### Work order
Reply only with how many lines below contain "FakeIncomingCall".

### Record set
PR #423, opened 2016-06-22
Add CallOptions() to IncomingCall for proxying

sectioneight:
This lets you proxy an incoming request to another node and set the
callerName to that of the original request.

### DIFF
--- a/context.go
+++ b/context.go
@@ -59,6 +59,11 @@ type IncomingCall interface {
 	// If the caller is an ephemeral peer, then the HostPort cannot be used to make new
 	// connections to the caller.
 	RemotePeer() PeerInfo
+
+	// CallOptions returns the call options set for the incoming call. It can be useful
+	// if you are forwarding a request and wish to retain the CallerName(), which is not
+	// possible to set manually.
+	CallOptions() *CallOptions
 }
 
 func getTChannelParams(ctx context.Context) *tchannelCtxParams {
--- a/inbound_test.go
+++ b/inbound_test.go
@@ -101,3 +101,44 @@ func TestInboundConnection(t *testing.T) {
 		require.NoError(t, err, "Call failed")
 	})
 }
+
+func TestInboundConnection_CallOptions(t *testing.T) {
+	ctx, cancel := NewContext(time.Second)
+	defer cancel()
+
+	WithVerifiedServer(t, nil, func(serverCh *Channel, serverHostPort string) {
+		testutils.RegisterFunc(serverCh, "test", func(ctx context.Context, args *raw.Args) (*raw.Res, error) {
+			assert.Equal(t, "client", CurrentCall(ctx).CallerName(), "Expected caller name to be passed through")
+			return &raw.Res{}, nil
+		})
+
+		backendName := serverCh.PeerInfo().ServiceName
+
+		proxyCh, err := testutils.NewServerChannel(&testutils.ChannelOpts{ServiceName: "proxy"})
+		require.NoError(t, err, "Proxy channel creation failed")
+		defer proxyCh.Close()
+
+		subCh := proxyCh.GetSubChannel(backendName)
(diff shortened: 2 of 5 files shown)


context.go
```diff
@@ -59,6 +59,11 @@ type IncomingCall interface {
 	// If the caller is an ephemeral peer, then the HostPort cannot be used to make new
 	// connections to the caller.
 	RemotePeer() PeerInfo
+
+	// CallOptions returns the call options set for the incoming call. It can be useful
+	// if you are forwarding a request and wish to retain the CallerName(), which is not
+	// possible to set manually.
+	CallOptions() *CallOptions
```
sectioneight: This is a pretty generic name that may lead people to use it when they shouldn't. Should we make the signature mention something about "Preserve", "Forward", or "Proxy"?

sectioneight: Also should these be alphabetized? It's slightly out-of-order already

prashantv: They're basically in date added order, not very useful, but I'd like to preserve history for when they were added, so can leave as is.

For the name, I think it's a little generic, but it's on the `IncomingCall` interface, so I think it makes sense (reads to me like incoming call options, which is what it is).

prashantv: `ForwardCallOptions` is also fine though

testutils/call.go
```diff
@@ -64,6 +64,14 @@ func (f *FakeIncomingCall) RemotePeer() tchannel.PeerInfo {
 	return f.RemotePeerF
 }
 
+// CallOptions returns the incoming call options suitable for proxying a request.
+func (f *FakeIncomingCall) CallOptions() *tchannel.CallOptions {
+	return &tchannel.CallOptions{
+		ShardKey:        f.ShardKey(),
```
prashantv: should we also have caller name and format here?

inbound_test.go
```diff
@@ -101,3 +101,44 @@ func TestInboundConnection(t *testing.T) {
 		require.NoError(t, err, "Call failed")
 	})
 }
+
+func TestInboundConnection_CallOptions(t *testing.T) {
+	ctx, cancel := NewContext(time.Second)
+	defer cancel()
+
+	WithVerifiedServer(t, nil, func(serverCh *Channel, serverHostPort string) {
```
prashantv: can you make this test use `testutils.WithTestServer`, and then instead of `testutils.NewServerChannel` we should use `ts.NewServer` and `ts.NewClient` for the client.

there's extra verification for things created using the `testutils.TestServer`

inbound_test.go
```diff
@@ -101,3 +101,44 @@ func TestInboundConnection(t *testing.T) {
...
+			require.NoError(t, NewArgReader(outbound.Response().Arg3Reader()).Read(&arg3), "Read arg3 failed")
+			require.NoError(t, NewArgWriter(inbound.Response().Arg2Writer()).Write(arg2), "Write arg2 failed")
+			require.NoError(t, NewArgWriter(inbound.Response().Arg3Writer()).Write(arg3), "Write arg3 failed")
+		}))
+
+		clientCh, err := NewChannel("client", nil)
+		require.NoError(t, err, "Create client channel failed")
+		defer clientCh.Close()
+
+		clientCh.Peers().Add(proxyCh.PeerInfo().HostPort)
```
prashantv: can delete this line since `raw.Call` specifies the hostPort explicitly

testutils/call.go
sectioneight: I can set a dummy value for format (it's not a field on fake at the moment).

I can't set callerName since it's unexported and in a different package.

inbound_test.go
sectioneight: Done

testutils/call.go
prashantv: Ah makes sense thanks

inbound_test.go
sectioneight: Done

prashantv:
This looks great, 🚢 once Travis is happy.

Thanks @sectioneight!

### Your solution
2